Many Germans prefer to go to a food store within walking or cycling distance to their home, even if this has a smaller product range. Also the still relatively strict legislation regarding shop opening times in Germany is not in favour of the big Tesco- or Walmart-style stores in the outskirts. And the remaining market for large superstores is already occupied by local competitors as mentioned above.



Stanner said:


> If you are really stuck for US/UK style OTT supermarkets there is a WalMart just outside Wurzburg.


No, for more than four years already this is not a Walmart anymore. Walmart has completely stopped its activities in Germany and sold all their stores. This store in Würzburg has been taken over by the REAL group.



Stanner said:


> Even better though is Ratio


Also a thing of the past. Ratio has sold all their markets to other brands.

All in all: Even if you are not keen on Aldi or Lidl (like me), you will not have problems finding supermarkets in Germany. However they are more to be found in the residential areas, compared to UK there are fewer large "hyperstores" outside of the cities.

Best Regards,
Gerhard


----------



## janekins

We always go to Lidl when we're in Germany and buy several bottles of wine.
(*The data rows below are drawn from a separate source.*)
PR #769, opened 2024-03-13
Open Telemetry prototype

jskeet:
The intention of this PR is that we merge *some* parts of it, but not all of it - ideally whole commits should be in or out.

### DIFF
--- a/Google.Api.Gax.Grpc/ApiCallTracingExtensions.cs
+++ b/Google.Api.Gax.Grpc/ApiCallTracingExtensions.cs
@@ -1,0 +1,51 @@
+﻿/*  
+ * Copyright 2024 Google LLC All Rights Reserved.
+ * Use of this source code is governed by a BSD-style
+ * license that can be found in the LICENSE file or at
+ * https://developers.google.com/open-source/licenses/bsd
+ */
+
+using Grpc.Core;
+using System;
+using System.Collections.Generic;
+using System.Diagnostics;
+using System.Text;
+using System.Threading.Tasks;
+
+namespace Google.Api.Gax.Grpc;
+
+/// <summary>
+/// Extension methods to provide tracing via <see cref="ActivitySource"/>.
+/// </summary>
+internal static class ApiCallTracingExtensions
+{
+    // Unary async
+    internal static Func<TRequest, CallSettings, Task<TResponse>> WithTracing<TRequest, TResponse>(
+        this Func<TRequest, CallSettings, Task<TResponse>> fn, ActivitySource activitySource, string methodName) =>
+        fn;
+
+    // Unary sync
+    internal static Func<TRequest, CallSettings, TResponse> WithTracing<TRequest, TResponse>(
+        this Func<TRequest, CallSettings, TResponse> fn, ActivitySource activitySource, string methodName) =>
+        fn;
+
+    // Server-streaming async
+    internal static Func<TRequest, CallSettings, Task<AsyncServerStreamingCall<TResponse>>> WithTracing<TRequest, TResponse>(
+        this Func<TRequest, CallSettings, Task<AsyncServerStreamingCall<TResponse>>> fn, ActivitySource activitySource, string methodName) =>
+        fn;
+
+    // Server-streaming sync
+    internal static Func<TRequest, CallSettings, AsyncServerStreamingCall<TResponse>> WithTracing<TRequest, TResponse>(
+        this Func<TRequest, CallSettings, AsyncServerStreamingCall<TResponse>> fn, ActivitySource activitySource, string methodName) =>
+        fn;
+
+    // Client-streaming
+    internal static Func<CallSettings, AsyncClientStreamingCall<TRequest, TResponse>> WithTracing<TRequest, TResponse>(
+        this Func<CallSettings, AsyncClientStreamingCall<TRequest, TResponse>> fn, ActivitySource activitySource, string methodName) =>
+        fn;
+
+    // Bidi-streaming
+    internal static Func<CallSettings, AsyncDuplexStreamingCall<TRequest, TResponse>> WithTracing<TRequest, TResponse>(
+        this Func<CallSettings, AsyncDuplexStreamingCall<TRequest, TResponse>> fn, ActivitySource activitySource, string methodName) =>
+        fn;
+}
--- a/Google.Api.Gax.Grpc/ApiCallTracingExtensions.cs
+++ b/Google.Api.Gax.Grpc/ApiCallTracingExtensions.cs
@@ -7,9 +7,7 @@
 
 using Grpc.Core;
 using System;
-using System.Collections.Generic;
 using System.Diagnostics;
-using System.Text;
 using System.Threading.Tasks;
 
 namespace Google.Api.Gax.Grpc;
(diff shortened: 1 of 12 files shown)


Google.Api.Gax.Grpc/ApiCallTracingExtensions.cs
```diff
@@ -19,15 +17,64 @@ namespace Google.Api.Gax.Grpc;
...
-        this Func<TRequest, CallSettings, Task<TResponse>> fn, ActivitySource activitySource, string methodName) =>
-        fn;
+        this Func<TRequest, CallSettings, Task<TResponse>> fn, ActivitySource activitySource, string methodName)
+    {
+        GaxPreconditions.CheckNotNull(activitySource, nameof(activitySource));
+        var activityName = FormatActivityName(fn, methodName);
+        return async (request, callSettings) =>
+        {
+            using var activity = activitySource.StartActivity(activityName, ActivityKind.Client);
+            activity?.SetTag(GrpcCallTypeTag, UnaryCallType);
```
amanda-tarafa, line 40: Can the activity be null?

amanda-tarafa, line 40: I think we should have a tag with the name of the client, in case users pass in their own activity source, we may want to still be able to identify this activity as produced by us.

Google.Api.Gax.Grpc/ApiCallTracingExtensions.cs
```diff
@@ -48,4 +95,36 @@ internal static class ApiCallTracingExtensions
     internal static Func<CallSettings, AsyncDuplexStreamingCall<TRequest, TResponse>> WithTracing<TRequest, TResponse>(
         this Func<CallSettings, AsyncDuplexStreamingCall<TRequest, TResponse>> fn, ActivitySource activitySource, string methodName) =>
         fn;
+
+    // This is still very much up in the air, and may even require changes to the parameters, so that we get more information
+    // (e.g. the full RPC name, the client name etc).
+    private static string FormatActivityName(Delegate fn, string methodName) => $"{fn.Method.Name}/{methodName}";
+
+    // TODO: See if there's a standard way of doing this. It seems odd to have to do it ourselves.
```
amanda-tarafa, line 103: I was thinking the same.
This actually looks more like a logging concern than a tracing one? But yes, let's see what others do or if there are best practices etc.

Google.Api.Gax.Grpc/ApiCallTracingExtensions.cs
```diff
@@ -19,15 +17,64 @@ namespace Google.Api.Gax.Grpc;
...
+            activity?.SetTag(GrpcCallTypeTag, UnaryCallType);
+            try
+            {
+                var response = await fn(request, callSettings).ConfigureAwait(false);
+                activity?.SetStatus(ActivityStatusCode.Ok);
+                return response;
+            }
+            catch (Exception ex) when (SetActivityException(activity, ex))
+            {
+                // We'll never actually get here, because SetActivityException always returns false.
```
amanda-tarafa, line 49: I think it'll be way clearer to have the SetActivityException method be void, and just call it here, and then thrwo. And that's not just because that's actually what happens, but also because the `bool SetActivityException` combination makes me thingkthat this method will return true if it set the info, and false otherwise, when what happens is, it always sets the info but always returns false.

amanda-tarafa (commented):
I've left a few comments, but of the things we knew we had to chat about anyway.

Google.Api.Gax/VersionHeaderBuilder.cs
```diff
@@ -93,7 +93,10 @@ private static string GetEntryAssemblyVersionOrNull()
             }
         }
         
-        private static string FormatAssemblyVersion(System.Type type)
+        /// <summary>
+        /// Formats the version of the assembly containing the specified type, in a "generally informative" way.
+        /// </summary>
+        internal static string FormatAssemblyVersion(System.Type type)
```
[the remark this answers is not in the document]
jskeet: I agree, but I don't have a better place for now. Will add a TODO for now. One thing that's worth noting is that the "is it a valid header value" may not be relevant in a more general case (and *may* not be reasonable for OTel, even).

Google.Api.Gax/ActivitySources.cs
```diff
@@ -0,0 +1,51 @@
...
+    {
+        GaxPreconditions.CheckNotNull(type, nameof(type));
+        return s_activitySources.GetOrAdd(type, CreateActivitySource);
+    }
+
+    /// <summary>
+    /// Returns an <see cref="ActivitySource"/> named after the given client type.
+    /// </summary>
+    /// <remarks>
+    /// Multiple calls to this method (or <see cref="FromClientType{T}()"/>) for the same
```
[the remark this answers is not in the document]
jskeet: Done.

Google.Api.Gax/ActivitySources.cs
```diff
@@ -0,0 +1,51 @@
...
+    /// type will return the same cached activity source.
+    /// </remarks>
+    /// <param name="type">The client type to obtain an activity source for. Must not be null.</param>
+    /// <returns>An <see cref="ActivitySource"/> named after the given client type.</returns>
+    public static ActivitySource FromClientType(System.Type type)
```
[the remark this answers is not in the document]
jskeet: I was wondering about that. They *could* be used for any type, but we don't want to give the impression that they *would* be used by any other system by default. Let's talk about it more - I know you're not 100% convinced by having this at all.

Google.Api.Gax.Grpc/ClientHelper.cs
```diff
@@ -214,7 +214,8 @@ public sealed class Options
             public string ApiVersion { get; set; }
 
             /// <summary>
-            /// The activity source to use for tracing, if any. This may be null.
+            /// The activity source to use for tracing, if any. This may be null. This is ignored
+            /// if <see cref="Settings"/> specifies an activity source.
```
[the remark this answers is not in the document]
jskeet: That wouldn't be a valid cref. Basically we get to *either* refer to the Settings property, or ServiceSettingsBase.ActivitySource. We could do both as: `if <see cref="ServiceSettingsBase.ActivitySource" /> specified via <see cref="Settings" /> is not null"?

Google.Api.Gax.Grpc/ApiCallTracingExtensions.cs
```diff
@@ -0,0 +1,51 @@
...
+
+namespace Google.Api.Gax.Grpc;
+
+/// <summary>
+/// Extension methods to provide tracing via <see cref="ActivitySource"/>.
+/// </summary>
+internal static class ApiCallTracingExtensions
+{
+    // Unary async
+    internal static Func<TRequest, CallSettings, Task<TResponse>> WithRetry<TRequest, TResponse>(
```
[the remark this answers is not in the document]
jskeet: Doh, thanks. Done.

Google.Api.Gax.Grpc/ApiCallTracingExtensions.cs
jskeet: Yes - StartActivity returns null if nothing is listening to it.

Google.Api.Gax.Grpc/ApiCallTracingExtensions.cs
jskeet: I was worried about `throw` losing context in some async situations.

We could use `ExceptionDispatchInfo.Capture(e.InnerExceptions.FirstOrDefault() ?? e).Throw();` instead, perhaps.
(I'm aware that using an exception filter here is a bit odd.)

Will add a comment so we don't forget to come back to this.

Google.Api.Gax.Grpc/ApiCallTracingExtensions.cs
jskeet: Maybe. I've added a TODO so that we remember to look at it - basically I think we'll need a whole design doc just about what names/tags we want to expose.

Google.Api.Gax.Grpc/ApiCallTracingExtensions.cs
jskeet: I think setting the status to be an error is probably important for tracing though.

Google.Api.Gax.Grpc/ClientHelper.cs
```diff
@@ -104,6 +108,7 @@ public ClientHelper(Options options)
             // These operations are applied in reverse order.
             // I.e. Version header is added first, then retry is performed.
             return ApiCall.Create(methodName, asyncGrpcCall, syncGrpcCall, baseCallSettings, Clock)
+                .WithTracing(_activitySource)
```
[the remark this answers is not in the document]
jskeet: Thereby hangs a tail... currently we're using the method name of the delegate in WithTracing to get the activity name, which would be messed up by WithLogging. We should almost certainly stop doing that, basically - it makes all of this code really brittle. But we can decide all of that when we revisit the activity (and activity source) name.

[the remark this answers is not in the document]
amanda-tarafa: Ah yes! Definetely a strong reason to stop using the name of the delegate in my view. As in I think it's more important (an expected) that the logs are contained in the trace. The methods themselves can access the current activity and set their own name as a tag, so we can still make that information available easily.

Google.Api.Gax.Grpc/ClientHelper.cs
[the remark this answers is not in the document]
amanda-tarafa: Ah yes, this always trips me, even when I'm writing docs myself.

I think as is is fine then.

Google.Api.Gax.Grpc/ApiCallTracingExtensions.cs
amanda-tarafa: Yes, agreed we need to desing this elsewhere: naming, tags, and events and spans, and what corresponds to what, for instance, is a retry attempt represented in it's own span or is it an event? And what name it has, etc.

Google.Api.Gax.Grpc/ApiCallTracingExtensions.cs
amanda-tarafa: Yep, the status is relevant, but the exception message and the stack trace seem odd in tracing, at least to me.

amanda-tarafa (commented):
This looks good, I think we mostly agree on everything including in what needs further discussion. And thanks for the TODOs!

jskeet:
Great, thanks. We can talk in a VC about how we want to make progress. (We could potentially make everything internal and start merging the bits we're happier with, for example.)

krugre999 (approved):

krugre999:
Duck u

amanda-tarafa:
I'm closing this as it's been sitting here for a long time.

PR #771, opened 2024-03-20
feat: Target netstandard2.0 in GAX

jskeet:
This will allow us to target netstandard2.0 in client libraries as well. This is experimental at this stage - we're likely to release a beta with these targets, and then release a beta client library targeting netstandard2.0 with the GAX beta as a dependency, but a GA GAX release targeting netstandard2.0 is further out.

Note: the [compatibility tester](https://learn.microsoft.com/en-us/dotnet/fundamentals/apicompat/package-validation/baseline-version-validator) currently complains about various members, but I *believe* that's a bug in the tester - see https://github.com/dotnet/sdk/issues/39629 for details. We should at least confirm that it's a bug before doing a GA release, but I think an alpha or beta would be okay before then.

### DIFF
--- a/Google.Api.Gax.Grpc.Testing/Google.Api.Gax.Grpc.Testing.csproj
+++ b/Google.Api.Gax.Grpc.Testing/Google.Api.Gax.Grpc.Testing.csproj
@@ -3,7 +3,7 @@
   <Import Project="..\CommonProperties.xml" />
 
   <PropertyGroup>
-    <TargetFrameworks>netstandard2.1;net462</TargetFrameworks>
+    <TargetFrameworks>netstandard2.0;net462</TargetFrameworks>
   </PropertyGroup>
 
   <!-- Packaging information -->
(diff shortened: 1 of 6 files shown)


amanda-tarafa (approved):
LGTM. And yes, this should be OK for a beta.

One thing to try is a project using using a library targeting the stable GAX (netstandard2.0) and a library targetting the beta GAX (netstandard2.1) and see if there are any issues (there shouldn't be any I think).

Also, once we get the stable GAX released, we'd probably want to release all libraries in one go?

jskeet:
Yes, it would be good to try a combination of both, and shouldn't be hard to do.

As for releasing everything - *maybe*. It might be simplest to do a "release as normal for 3 months, and then do a catch-up set of releases for things which haven't been released in a while". We'll need to change the breaking change detector to look for netstandard2.0...

jskeet:
Release-As: 4.8.0-alpha01

jskeet:
BEGIN_COMMIT_OVERRIDE
feat: Target netstandard2.0 in GAX

Release-As: 4.8.0-alpha01
END_COMMIT_OVERRIDE

PR #773, opened 2024-03-22
feat: Start implementing OpenTelemetry support

jskeet:
This is all internal at the moment - the only public-facing change is the dependency on System.Diagnostics.DiagnosticSource. Still, that *is* public so we may not want to merge this. Happy to chat.


amanda-tarafa (approved):
LGTM

I'm happy to merge this as is, including with the new dependency.

jskeet:
Right. Will wait until we've released the stable 4.8.0 before merging.

PR #779, opened 2024-04-25
tests: Remove duplicate test case

jskeet:
(I'm happy to change it instead of removing it if something else was intended, but I *think* we still cover everything.)

Fixes b/336944350


amanda-tarafa (approved):
Yep, I think that was just accidental duplicate.

PR #786, opened 2024-07-18
feat: Make the gRPC ClientBuilderBase<T>.ApiKey property public

jskeet:
This adds an imposition on concrete client builders to call GetEffectiveSettings, where previously it was only required when API keys were exposed in the concrete builder. However:

- We don't expect any customers to derive from ClientBuilderBase themselves
- We've been generating calls to GetEffectiveSettings unconditionally since generator version 1.4.24 (adopted on January 29th 2024)

In theory, a user could use a new version of GAX with an old client library (more than 6 months old), set an API key and find that the API key isn't sent (and no other auth is performed, including ADC). This feels very unlikely to be a problem.

We should, however, check any hand-written client builders in google-cloud-dotnet.

Fixes b/353517066.

### DIFF
--- a/Google.Api.Gax.Grpc/ClientBuilderBase.cs
+++ b/Google.Api.Gax.Grpc/ClientBuilderBase.cs
@@ -175,7 +175,7 @@ namespace Google.Api.Gax.Grpc
         /// and ensure they call <see cref="GetEffectiveSettings{T}(T)"/> to potentially specify the API key header
         /// via CallSettings.
         /// </remarks>
-        protected string ApiKey { get; set; }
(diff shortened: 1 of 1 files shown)


jskeet:
We probably don't want to release this just yet - not until we actually want to start using API keys more. We could merge and just not do a release though.

amanda-tarafa (approved):

jskeet:
@amanda-tarafa: Are you happy for me to just merge right away, or should we chat first?

amanda-tarafa:
> @amanda-tarafa: Are you happy for me to just merge right away, or should we chat first?

Yes, that's fine.

PR #823, opened 2025-05-15
chore: Modify release scripts and remove kokoro configs

purva9413:


buildrelease.sh
```diff
@@ -12,27 +12,19 @@
 # Google.Api.Gax.Grpc.Testing.<version>.nupkg
 # Sample: buildrelease.sh 847118821d8a8b4ac2ea3bbe692acea29c14c4da
 
-# The repo is cloned into a fresh "releasebuild" directory.
-
 set -e
 
-if [ -z "$1" ]
+if [[ $# -gt 0 ]];
```
amanda-tarafa, line 17: Remove this validation as we don't have it anywhere else.

buildrelease.sh
```diff
@@ -12,27 +12,19 @@
 # Google.Api.Gax.Grpc.Testing.<version>.nupkg
 # Sample: buildrelease.sh 847118821d8a8b4ac2ea3bbe692acea29c14c4da
```
amanda-tarafa, line 13: Update this description to mention that we'll use the tag at HEAD, not from a given commit.

And also, the sample here on this line is outdated, this does not take a parameter anymore.

amanda-tarafa (changes requested):
Tiny changes only, otherwise, LGTM

buildrelease.sh
purva9413: Makes sense, removed this.

buildrelease.sh
purva9413: Removing the sample example altogether. Since the script does not take in any arg anymore, we do not need this sample example.

purva9413: Also fixed the description to mention we use the HEAD commit.

amanda-tarafa (approved):

amanda-tarafa:
@purva9413 please rebase this PR on main before merging.

PR #846, opened 2025-09-04
fix: Return default response if http content is empty

purva9413:
Fixes https://github.com/googleapis/google-cloud-dotnet/issues/15025

### DIFF
--- a/Google.Api.Gax.Grpc/Rest/RestMethod.cs
+++ b/Google.Api.Gax.Grpc/Rest/RestMethod.cs
@@ -96,7 +96,12 @@ internal class RestMethod
         {
             throw new RpcException(status, httpResponse.GetTrailers());
         }
-        return ParseJson<TResponse>(httpResponse.Content);
+
+        string jsonToParse = httpResponse.Content;
+
+        // See b/436913122#comment13. Returns the default value on an empty response
+        // instead of converting to an empty JSON element string ("{}") to prevent JSON parsing issues.
+        return string.IsNullOrEmpty(jsonToParse) ? default : ParseJson<TResponse>(jsonToParse);
     }
 
     /// <summary>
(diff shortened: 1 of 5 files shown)


Google.Api.Gax.Grpc/Rest/RestMethod.cs
```diff
@@ -96,7 +96,10 @@ internal async Task<TResponse> ReadResponseAsync<TResponse>(Task<ReadHttpRespons
         {
             throw new RpcException(status, httpResponse.GetTrailers());
         }
-        return ParseJson<TResponse>(httpResponse.Content);
+
+        string jsonToParse = httpResponse.Content;
+
+        return string.IsNullOrEmpty(jsonToParse) ? default : ParseJson<TResponse>(jsonToParse);
```
jskeet, line 102: That will return a null reference, which isn't ideal. I'd probably convert a null/empty response to `"{}"` instead, to be an *empty* response instead. @amanda-tarafa thoughts?

purva9413: I had a similar suggestion in b/436913122#comment12 but observation was the converting the empty response to `"{}"` for the JsonParser eventually returns the body as an empty json element `{ }` which is not ideal. This way the customer can do a null check before proceeding (and looks like that's what they are expecting from their experience with some other API calls in this [issue](https://github.com/googleapis/google-cloud-dotnet/issues/15025)). So after discussion with Amanda we decided to go with this default/null return. Lmk if that clarifies this PR a bit, happy to discuss.

jskeet: Right, have now had a conversation with Amanda as well, and I see. It's horrible, but yes, that may be right.
I think it would be worth adding a comment here to make it clear that's deliberate.

purva9413: Added in the comment.

PR #877, opened 2026-04-10
feat: add new CloudRunJob platform

PierreBart:
# Context

I use the https://github.com/manigandham/serilog-sinks-googlecloudlogging lib to push logs to Cloud Logging. The lib is able to infer the runtime context to enrich logs with attributes about the execution environment. It does so using the `MonitoredResourceBuilder`. 

It appears the class has no platform for Cloud Run Job, but only Cloud Run services.

I would like to add a `CloudRunJob` platform to enrich logs with the job name, execution name, and resource type.

### DIFF
--- a/Google.Api.Gax/CloudRunJobPlatformDetails.cs
+++ b/Google.Api.Gax/CloudRunJobPlatformDetails.cs
@@ -1,0 +1,104 @@
+/*
+ * Copyright 2026 Google Inc. All Rights Reserved.
+ * Use of this source code is governed by a BSD-style
+ * license that can be found in the LICENSE file or at
+ * https://developers.google.com/open-source/licenses/bsd
+ */
+
+using Newtonsoft.Json.Linq;
+using System;
+using System.Linq;
+
+namespace Google.Api.Gax;
+
+/// <summary>
+/// Google Cloud Run Job details.
+/// </summary>
+public sealed class CloudRunJobPlatformDetails
+{
+    /// <summary>
+    /// Builds a <see cref="CloudRunJobPlatformDetails"/> from the given metadata
+    /// and Cloud Run Job environment variables.
+    /// The metadata is normally retrieved from the GCE metadata server.
+    /// </summary>
+    /// <param name="metadataJson">JSON metadata, normally retrieved from the GCE metadata server.
+    /// Must not be <c>null</c>.</param>
+    /// <returns>A populated <see cref="CloudRunJobPlatformDetails"/> if the metadata represents a Cloud Run Job;
+    /// <c>null</c> otherwise.</returns>
+    public static CloudRunJobPlatformDetails TryLoad(string metadataJson)
+    {
+        // Check environment variables first, to avoid more expensive JSON parsing.
+        string jobName = Environment.GetEnvironmentVariable("CLOUD_RUN_JOB");
+        if (jobName is null)
+        {
+            return null;
+        }
+
+        GaxPreconditions.CheckNotNull(metadataJson, nameof(metadataJson));
+        JObject metadata;
+        try
+        {
+            metadata = JObject.Parse(metadataJson);
+        }
+        catch
+        {
+            return null;
+        }
+
+        var projectId = metadata["project"]?["projectId"]?.ToString();
+        var zoneName = metadata["instance"]?["zone"]?.ToString();
+        if (projectId == null || zoneName == null || !Platform.s_zoneTemplate.TryParseName(zoneName, out var zoneResourceName))
+        {
+            return null;
+        }
+        string zone = zoneResourceName[1];
+        return new CloudRunJobPlatformDetails(metadataJson, projectId, zone, jobName);
+    }
+
+    /// <summary>
+    /// Constructs details of a Google Cloud Run job execution.
+    /// </summary>
+    /// <param name="metadataJson">JSON metadata, normally retrieved from the GCE metadata server.
+    /// Must not be <c>null</c>.</param>
+    /// <param name="projectId">The project ID. Must not be null.</param>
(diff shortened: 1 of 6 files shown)


Google.Api.Gax/CloudRunJobPlatformDetails.cs
```diff
@@ -0,0 +1,118 @@
...
+        /// The metadata is normally retrieved from the GCE metadata server.
+        /// </summary>
+        /// <param name="metadataJson">JSON metadata, normally retrieved from the GCE metadata server.
+        /// Must not be <c>null</c>.</param>
+        /// <returns>A populated <see cref="CloudRunJobPlatformDetails"/> if the metadata represents and GCE instance;
+        /// <c>null</c> otherwise.</returns>
+        public static CloudRunJobPlatformDetails TryLoad(string metadataJson)
+        {
+            // Check environment variables first, to avoid more expensive JSON parsing.
+            string jobName = Environment.GetEnvironmentVariable("CLOUD_RUN_JOB");
```
PierreBart: Environment variables defined in Cloud Run job: https://docs.cloud.google.com/run/docs/container-contract#jobs-env-vars

amanda-tarafa:
We've been shying away from doing this kind of thing, because it's flimsy. We can't possibly cover all environments and can at most guarantee that the happy path works. Most of GCP running environments now support logging agents that will enrich logs you write to stdoutput with the right environmental information. See for instance [Cloud Run Logging - Write Container Logs](https://docs.cloud.google.com/run/docs/logging#container-logs) documentation.

In addition we don't support ourselves https://github.com/manigandham/serilog-sinks-googlecloudlogging.

I'll discuss internally with the team if this is something we'd like to do, but for expectations, it's unlikely. The general advice at the moment is to use the GCP environments logging agents/capabilities to enrich your log entries with environment specific information. As an alternative you can request this as a feature in  https://github.com/manigandham/serilog-sinks-googlecloudlogging and they might be willing to support it as a fallback to `MonitoredResourceBuilder`.

PierreBart:
Thank you @amanda-tarafa for the detailed feedback.

I'll wait for your follow-up and proceed based on your guidance.

Google.Api.Gax/CloudRunJobPlatformDetails.cs
```diff
@@ -0,0 +1,118 @@
+/*
+ * Copyright 2019 Google Inc. All Rights Reserved.
```
amanda-tarafa: nit: 2026

Google.Api.Gax/CloudRunJobPlatformDetails.cs
```diff
@@ -0,0 +1,118 @@
...
+ * Use of this source code is governed by a BSD-style
+ * license that can be found in the LICENSE file or at
+ * https://developers.google.com/open-source/licenses/bsd
+ */
+
+using Newtonsoft.Json.Linq;
+using System;
+using System.Linq;
+
+namespace Google.Api.Gax
```
amanda-tarafa: nit: For new types, we use file scoped namespaces.

Google.Api.Gax/CloudRunJobPlatformDetails.cs
```diff
@@ -0,0 +1,118 @@
...
+        /// </summary>
+        public string ExecutionName { get; }
+
+        /// <inheritdoc/>
+        public override string ToString() =>
+            $"[Cloud Run Job: ProjectId='{ProjectId}', Zone='{Zone}', " +
+            $"JobName='{JobName}', ExecutionName='{ExecutionName}']";
+    }
+
+
```
amanda-tarafa, line 100: nit: extra blank lines

Google.Api.Gax/Platform.cs
```diff
@@ -217,6 +222,16 @@ public Platform(CloudRunPlatformDetails cloudRunDetails)
...
 
+        /// <summary>
+        /// Construct with details of Google Cloud Run Job.
+        /// </summary>
+        /// <param name="cloudRunJobDetails">Details of Google Cloud Run Job.</param>
+        public Platform(CloudRunJobPlatformDetails cloudRunJobDetails)
+        {
+            CloudRunJobDetails = GaxPreconditions.CheckNotNull(cloudRunJobDetails, nameof(cloudRunJobDetails));
+        }
+
```
amanda-tarafa, line 233: nit: Remove extra blank line

Google.Api.Gax/CloudRunJobPlatformDetails.cs
amanda-tarafa: Thanks!

amanda-tarafa (changes requested):
There are a few nits, but other than that this looks good.

One thing to note is that our intention is to eventually have this logic move to [OTEL contribution packages](https://github.com/open-telemetry/opentelemetry-dotnet-contrib/tree/main/src/OpenTelemetry.Resources.Gcp) and leave GAX geared towards our own internal needs. But for now, and given that OTEL contrib is also depending on GAX, we'll accept this change.

Google.Api.Gax/CloudRunJobPlatformDetails.cs
PierreBart: Switched to file-scoped namespace.

PierreBart:
I've applied your suggestions.

Additionally, I have updated the platform description to match the `MonitoredResourceDescriptor` as defined in https://docs.cloud.google.com/logging/docs/api/v2/resource-list#resource-types, i.e., I removed the `execution` attribute.

amanda-tarafa (approved):

robertvoinescu-work (approved):

amanda-tarafa:
Thanks for this!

Got some really good ones for 1.60 euros last October.


----------



## stephenpug

I was hoping to see price comparisons e.g pint of beer,meal for two,pint of milk etc. 8O


----------



## lifeson

Having just returned, I would say the costs are slightly cheaper than France.
Eating out seemed reasonable even in the tourist hotspots.
Ceratinly no more expensive than the UK
No real wine bargains though, average bottle was €3.50 from the local sellers and only bottles available - none of the 5/10 litre boxes you get in France


----------



## Solwaybuggier

We're currently just outside Limburg - so far we've found meals out cheaper than at home or in France - as an instance, the campsite restaurant where we are sells half a chicken for €2.90. Bread is dearer - but excellent, and rolls about the same as at home. (Oddly brioche seems a lot cheaper.) Fruit juice is dearer, as are potatoes. But some salad stuff is a lot cheaper.

And you do save a lot by staying on Stellplatze.

As for shops, pretty much what has been said - we've found Rewe, Kaufland and Edeko good, and a shop called Bungert near the Mosel was brilliant if dear - a bit like Booths in the NW of England. We've also seen quite a few Norma shops, so they may spread a bit beyond the former DDR.


----------



## aldra

I like good food

Aldi does good food

maybe you have to be selective

but then again you have to be selective in all supermarkets

Its all down to taste

and I don't do ready meals

well maybe occassionally

Alda


----------



## erneboy

For wine Lidl is cheap. Edeka is OK and when they have offers on you can get very good value. 

In the wine growing regions you can buy direct from the vineyards. We find wine a good deal cheaper in Germany that it is in the UK. Generally eating out is cheaper too, Alan.


----------



## camallison

Solwaybuggier said:


> We're currently just outside Limburg - so far we've found meals out cheaper than at home or in France - as an instance, the campsite restaurant where we are sells half a chicken for €2.90. Bread is dearer - but excellent, and rolls about the same as at home. (Oddly brioche seems a lot cheaper.) Fruit juice is dearer, as are potatoes. But some salad stuff is a lot cheaper.
> 
> And you do save a lot by staying on Stellplatze.
> 
> As for shops, pretty much what has been said - we've found Rewe, Kaufland and Edeko good, and a shop called Bungert near the Mosel was brilliant if dear - a bit like Booths in the NW of England. We've also seen quite a few Norma shops, so they may spread a bit beyond the former DDR.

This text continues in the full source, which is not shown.